### Dataset entries:
PR #48, opened 2025-11-24
Move most MMFF Kernel logic to mmff_kernels_device.cuh and reduce precision where possible. 

scal444:
Templated some helper functions to support float, changed a few data types in storage, and relaxed precision requirements on tests.


src/forcefields/mmff_kernels_device.cuh
```diff
@@ -0,0 +1,667 @@
...
+                                                   const double  R_ij_star,
+                                                   const double  wellDepth) {
+  // Note, this kernel is quite sensitive, any downcasting to fp32 causes significant drift.
+  double R_ij_star2 = R_ij_star * R_ij_star;
+  double R_ij_star7 = R_ij_star2 * R_ij_star2 * R_ij_star2 * R_ij_star;
+
+  const double epsilon = wellDepth;
+
+  const double distSquared = distanceSquared(pos, idx1, idx2);
+  const double dist        = sqrtf(distSquared);
```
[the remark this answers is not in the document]
scal444: This is deliberate, casts to float, use float sqrt (much faster), cast back to double because double is needed before and after.

tests/test_mmff.cu
```diff
@@ -652,12 +667,12 @@ TEST_F(MMffGpuEdgeCases3Atoms, ZeroThetaAngleStretchBend) {
   ASSERT_EQ(referenceForceField_->contribs().size(), 1);
   double wantEnergy = referenceForceField_->calcEnergy(positions.data());
   double gotEnergy  = getEnergyTerm(systemDevice, FFTerm::StretchBend);
-  EXPECT_NEAR(gotEnergy, wantEnergy, 1e-3);
+  EXPECT_NEAR(gotEnergy, wantEnergy, 1e-1);
```
evasnow1992: Not required, but since we are cleaning up these tolerance thresholds, do we also want to define some const variables for these 1e-1 energy and grad thresholds?

evasnow1992 (approved):
Thank you for consolidating these helper functions and enabling using floats. Only one minor comment for test tolerance variables.

tests/test_mmff.cu
scal444: Done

### Requirement:
Look through the entries above and find each line where the word "wantEnergy" occurs; copy those lines.

### Solution to this problem:
   double wantEnergy = referenceForceField_->calcEnergy(positions.data());
-  EXPECT_NEAR(gotEnergy, wantEnergy, 1e-3);
+  EXPECT_NEAR(gotEnergy, wantEnergy, 1e-1);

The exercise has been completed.